Stored items ::
PR #857, opened 2017-02-23
varLib. Use designspace <axes> element to define the axisMap and order.

readroberts:
Here is a method to use the designspace <axes> element  to define the axis map, and preserve the axis order. If the <axes> element does not exist, still uses the standard_map, but with the order preserved.

### DIFF
--- a/Lib/fontTools/varLib/__init__.py
+++ b/Lib/fontTools/varLib/__init__.py
@@ -29,6 +29,7 @@ from fontTools.ttLib.tables._g_v_a_r import TupleVariation
 from fontTools.ttLib.tables import otTables as ot
 from fontTools.varLib import builder, designspace, models
 from fontTools.varLib.merger import VariationMerger
+import collections
 import warnings
 import os.path
 import logging
@@ -59,7 +60,9 @@ def _add_fvar(font, axes, instances, axis_map):
 	font['fvar'] = fvar = newTable('fvar')
 	nameTable = font['name']
 
-	for iden in sorted(axes.keys(), key=lambda k: axis_map[k][0]):
+	for iden in axis_map.keys():
+		if not axes.has_key(iden):
+			continue
 		axis = Axis()
 		axis.axisTag = Tag(axis_map[iden][0])
 		axis.minValue, axis.defaultValue, axis.maxValue = axes[iden]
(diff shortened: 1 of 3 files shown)


Lib/fontTools/varLib/__init__.py
```diff
@@ -59,7 +60,9 @@ def _add_fvar(font, axes, instances, axis_map):
 	font['fvar'] = fvar = newTable('fvar')
 	nameTable = font['name']
 
-	for iden in sorted(axes.keys(), key=lambda k: axis_map[k][0]):
+	for iden in axis_map.keys():
+		if not axes.has_key(iden):
```
anthrotype: You need to use `in` instead of `has_key`, as that no longer exists in py3

Lib/fontTools/varLib/__init__.py
```diff
@@ -29,6 +29,7 @@
 from fontTools.ttLib.tables import otTables as ot
 from fontTools.varLib import builder, designspace, models
 from fontTools.varLib.merger import VariationMerger
+import collections
```
miguelsousa: This is not used downstream

Lib/fontTools/varLib/designspace.py
```diff
@@ -1,5 +1,6 @@
 """Rudimentary support for loading MutatorMath .designspace files."""
 from __future__ import print_function, division, absolute_import
+import collections
```
miguelsousa: Wouldn't it be better to do `from collections import OrderedDict` ?

anthrotype: I don't think it would make any difference.

The designspace_test.py also needs to be modified (that's why CI are failing).

anthrotype: I guess if you use `OrderedDict` more than once, you can spare an extra attribute lookup if you import `from`, as Miguel suggested.

anthrotype:
@behdad @brawer could we merge this as is, and then do any fix-ups?

behdad:
> @behdad @brawer could we merge this as is, and then do any fix-ups?

behdad:
> @behdad @brawer could we merge this as is, and then do any fix-ups?

Yes please.

anthrotype:
@behdad ok then you can merge it. The CI will still fail as the tests needs to be adjusted.

miguelsousa:
@anthrotype I can take care of the fixes

anthrotype:
Thanks Read and Miguel.

PR #858, opened 2017-02-24
[varLib] Build avar; build fvar with spec-compliant value ranges

brawer:
This is a work in progress which hasn't been tested. Also, it assumes
that the interpolation masters have correct usWidthClass and usWeightClass
in their OS/2 table, which is not the case for the current Noto Sans fonts.
Part of the problem is in glyphsLib, and part of it seems in the font
sources; both can be fixed.

https://github.com/googlei18n/fontmake/issues/167

### DIFF
--- a/Lib/fontTools/varLib/__init__.py
+++ b/Lib/fontTools/varLib/__init__.py
@@ -29,6 +29,7 @@ from fontTools.ttLib.tables._g_v_a_r import TupleVariation
 from fontTools.ttLib.tables import otTables as ot
 from fontTools.varLib import builder, designspace, models
 from fontTools.varLib.merger import VariationMerger
+import collections
 import warnings
 import os.path
 import logging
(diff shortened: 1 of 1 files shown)


brawer:
@behdad, mind having a look at this pull request? It’s very much a work in progress, trying to generate spec-compliant `fvar` tables. Also, this produces `avar` tables, but I’m not sure yet if that approach actually works; this definitely needs to be tested. For the time being, I’ve hardcoded the instance-specific interpolation parameters for [NotoSansArabic-MM.glyphs](https://github.com/googlei18n/noto-source/raw/master/src/NotoSansArabic-MM.glyphs), which of course can’t be done in the final version. Note that for NotoSansArabic, current glyphsLib generates masters that have the wrong width and weight class in their `OS/2` table (and also the wrong name). For example, it produces a “Bold” master which is actually Black, but there’s no way to tell from the master. I need to find out whether this is because of a glyphsLib bug (there’s a few places in glyphsLib that look suspicious), or because of a bug in the design sources, or both.

brawer:
Turns out that the “Bold” master being Black is intentional; see [“Names and weight values of masters”](https://forum.glyphsapp.com/t/names-and-weight-values-of-masters/1245) in the Glyphs forum. On masters, the names and weight/width values are purely cosmetic and one cannot infer anything from them.

Personally, I find this extremely confusing. For example, when converting a Glyphs file to UFO, one would clearly expect “Myfont-Bold.ufo” to contain the Bold weight. But it doesn‘t. Instead, it contains Black, renamed to Bold (and marked as `OS/2.usWeightClass` 700) simply because Glyphs doesn’t have a UI widget for marking a master as Black. Looking at the Glyphs forum, I’m not the first person who got seriously confused by this.

In the context of this pull request, this means varLib must absolutely _not_ look at the `OS/2` table of the interpolation masters. Will change the code.

anthrotype:
Oops.. It looks like there are some merge conflicts here after merging #857 and #864.

brawer:
@behdad, so what do you think? Specifically:

* regarding `fvar`, should varLib take the min/max/default value for each axis from the interpolation masters (as in this draft pull request), or should they rather go into the `axes` element in the designspace file? The latter would probably be cleaner.

* regarding `avar`, is this the right approach of building the mapping table? If so, how to pass the mapping to varLib — via a side channel (as in this draft pull request), or via the designspace file? The latter would probably be cleaner, but should the mapping from font user space (eg. 0–1000 for weight) to interpolation space (eg. stem width 12–96 for weight) happen in varLib, or in glyphsLib where the designspace is being constructed? In other words, should the `mapping` element in the designspace file be in font user space, or in interpolation space, or in the –1.0..+1.0 range? Tentatively I’d say “interpolation space”, but you understand this stuff better than me.

Only after making the initial draft for this change, I found out that the interpolation masters in Glyphs don’t have any meaningful properties beyond the letterforms. Perhaps that’s an argument for computing all the information inside glyphsLib, since it would contain the “mess” to the place where it’s caused.

Looking forward to your feedback...

brawer:
Instead of this approach, we’ll emit `<axes>` as per the new, clarified designspace document format. See [specification](https://github.com/LettError/designSpaceDocument).

PR #861, opened 2017-02-24
TupleVariation: round deltas before encoding

moyogo:
Python 3 was raising 'struct.error: required argument is not an integer' and Python 2 was truncating when deltas are floats


anthrotype:
good catch!
I'd be nice to add a small test to `TupleVariation_test.py` as well.

anthrotype:
LGTM

Issue #859, opened 2017-02-24
pyftmerge: gasp table is optional, but pyftmerge uses 'equal' logic to merge it


zjusbo:
**Steps to reproduce:**
1. merge a font with gasp and a font without gasp, you will get the error attached at the end of this post.

**Expected result:**
Two fonts are merged successfully.

**Reason:**
[gasp](https://www.microsoft.com/typography/otspec/otff.htm#otttables) is optional, but pyftmerge uses logic 'equal' when merging it. 'equal' requires all fonts contain such table tag.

REQUIRED WORK ::
The result is a copy of every line above where the word "current" shows up.

WRITTEN RESPONSE ::
in their OS/2 table, which is not the case for the current Noto Sans fonts.
@behdad, mind having a look at this pull request? It’s very much a work in progress, trying to generate spec-compliant `fvar` tables. Also, this produces `avar` tables, but I’m not sure yet if that approach actually works; this definitely needs to be tested. For the time being, I’ve hardcoded the instance-specific interpolation parameters for [NotoSansArabic-MM.glyphs](https://github.com/googlei18n/noto-source/raw/master/src/NotoSansArabic-MM.glyphs), which of course can’t be done in the final version. Note that for NotoSansArabic, current glyphsLib generates masters that have the wrong width and weight class in their `OS/2` table (and also the wrong name). For example, it produces a “Bold” master which is actually Black, but there’s no way to tell from the master. I need to find out whether this is because of a glyphsLib bug (there’s a few places in glyphsLib that look suspicious), or because of a bug in the design sources, or both.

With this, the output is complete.